AI Papers Reader

Personalized digests of latest AI research

View on GitHub

Self-Playing AI Learns Advanced Math by Co-Evolving as Teacher and Student

EDINBURGH, UK – Researchers have unveiled a new method called Open-Ended Self-Improving Reasoner (OpenSIR) that allows large language models (LLMs) to autonomously generate and master increasingly complex mathematical problems without relying on human-annotated training data. The self-play framework marks a significant step toward achieving truly open-ended artificial intelligence capable of continual discovery.

Traditionally, improving LLM reasoning via reinforcement learning requires massive, human-labeled datasets to provide verifiable reward signals. This reliance limits scalability and confines AI performance to human-level benchmarks. OpenSIR bypasses this bottleneck by assigning a single LLM policy two alternating roles: a Teacher that generates novel problems, and a Student that attempts to solve them.

The core of OpenSIR’s innovation lies in how the Teacher optimizes for problem novelty, which is defined along two critical dimensions: difficulty and diversity.

First, to maintain optimal challenge, the Teacher generates problems that are difficult but still solvable. Solvability is measured by the student’s solution consistency across multiple attempts. If the problem is too easy (high solve rate) or too hard/malformed (low solve rate), the reward decreases. Second, diversity rewards problems that explore new mathematical concepts, ensuring the model continuously broadens its skill set rather than repeating familiar ideas.

Starting from a single trivial prompt—”What is 1+1?”—OpenSIR successfully bootstraps its own curriculum.

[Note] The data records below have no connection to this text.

PR #2848, opened 2021-09-29
[Merged by Bors] - `cmd/node`: Move `setupGenesis` logic into `svm.SetupGenesis`

### LINKED ISSUE #2830: Implement `SetupGenesis` in SVM package
```go
func (s *SVM) SetupGenesis(...)
```

Should perform all operations required to prepare a new empty instance of SVM/state. In particular, this should create and func the genesis accounts based on the information provided in the config.

### Called From
- `cmd/node/node.go` -> `App.initServices`

### Existing Functions
- `node.go` -> `App.setupGenesis`
- `TransactionProcessor.DB.AddBalance`
- `TransactionProcessor.DB.Commit`
- `TransactionProcessor.GetStateRoot`

### SVM Functions
- `IncreaseBalance`
- `Commit`

neysofu:
Closes #2830. I'm available for iterating based on any feedback you all might have.

## Changes
Moves all genesis setup logic from `cmd/node` into `svm`.

## DevOps Notes

TODO's, for future PRs:
- Hide `state.TransactionProcessor` from `svm.New` public API.

### DIFF
--- a/cmd/node/node.go
+++ b/cmd/node/node.go
@@ -5,7 +5,6 @@ import (
 	"context"
 	"errors"
 	"fmt"
-	"github.com/spacemeshos/go-spacemesh/svm/state"
 	"io/ioutil"
 	"math/big"
 	"net/http"
@@ -18,6 +17,9 @@ import (
 	"strconv"
 	"time"
 
+	"github.com/spacemeshos/go-spacemesh/svm"
+	"github.com/spacemeshos/go-spacemesh/svm/state"
+
 	"github.com/mitchellh/mapstructure"
 	"github.com/pyroscope-io/pyroscope/pkg/agent/profiler"
 	"github.com/spf13/cobra"
@@ -27,7 +29,6 @@ import (
 
 	"github.com/spacemeshos/go-spacemesh/activation"
 	"github.com/spacemeshos/go-spacemesh/api"
-	apiCfg "github.com/spacemeshos/go-spacemesh/api/config"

The empirical results show dramatic self-improvement across various models. For instance, the Llama-3.2-3B-Instruct model’s average accuracy across five math benchmarks (including GSM8K and College Math) improved by 3.6 points. The Gemma-2-2B-Instruct saw an even more substantial leap of 5.9 points. Remarkably, OpenSIR outperformed traditional reinforcement learning baselines (GRPO) which relied on thousands of human-annotated examples, demonstrating that zero-shot self-play can be more effective than training on curated data.

Qualitative analysis confirms OpenSIR’s ability to create an adaptive curriculum. The model starts with basic arithmetic but quickly progresses to generating challenging questions in domains like calculus, optimization, and trigonometry-based physics. For example, the Teacher autonomously moved from simple sums to complex optimization problems, such as calculating the maximum number of different sized containers that fit in a warehouse under specific logistical constraints.

Crucially, the study found that the co-evolution of the Teacher and Student roles is essential. If the Teacher’s abilities are fixed, it cannot adapt the difficulty of its generated problems to the Student’s improving skills, leading to inconsistent challenges and significantly degraded learning performance.

By dynamically calibrating difficulty and actively promoting the exploration of varied concepts, OpenSIR provides a new paradigm for mathematical reasoning development, enabling LLMs to expand their capabilities autonomously beyond the boundaries set by human data.